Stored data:
PR #1846, opened 2024-12-06
service protocol 0 removed

rex-schilasky:
### Description
Service protocol v0 implementation removed (client and server side).

PR may conflict with #1842


ecal/core/src/service/ecal_service_server_impl.cpp
```diff
@@ -331,8 +312,8 @@ namespace eCAL
     service.uname       = Process::GetUnitName();
     service.sname       = m_service_name;
 
-    service.tcp_port_v0 = server_tcp_port_v0;
-    service.tcp_port_v1 = server_tcp_port_v1;
+    service.tcp_port_v0 = 0;
```
KerstinKeller, line 315: Is this the internal API?  should it be removed there, too?

ecal/service/ecal_service/src/client_session.cpp
```diff
@@ -76,19 +75,13 @@ namespace eCAL
     }
 
     ClientSession::ClientSession(const std::shared_ptr<asio::io_context>&                   io_context
-                                , std::uint8_t                                              protocol_version
+                                , std::uint8_t                                              /*protocol_version*/
```
KerstinKeller, line 78: doesn't it make sense to remove the variable from the constructor?

ecal/core/src/service/ecal_service_server_impl.cpp
rex-schilasky: This is part of the eCAL service registration sample. We could remove this from the registration sample as well but we have to ensure that it is communicated as 0.

KerstinKeller (commented):
In general very good that we can remove so much code!
Just see the two remarks that I made...

ecal/core/src/service/ecal_service_server_impl.cpp
KerstinKeller: Ok, maybe a separate PR for that, or at least we add it to the TODO list.

ecal/service/ecal_service/src/client_session.cpp
rex-schilasky: This is the service library. Not sure if one day this library will introduce a new protocol again. This "protocol_version" is exiting all over the library implementation ..

KerstinKeller (approved):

:: WORK INSTRUCTION ::
Pull out all lines containing the word "implementation" from the entries above.

:: RESPONSE ::
Service protocol v0 implementation removed (client and server side).
rex-schilasky: This is the service library. Not sure if one day this library will introduce a new protocol again. This "protocol_version" is exiting all over the library implementation ..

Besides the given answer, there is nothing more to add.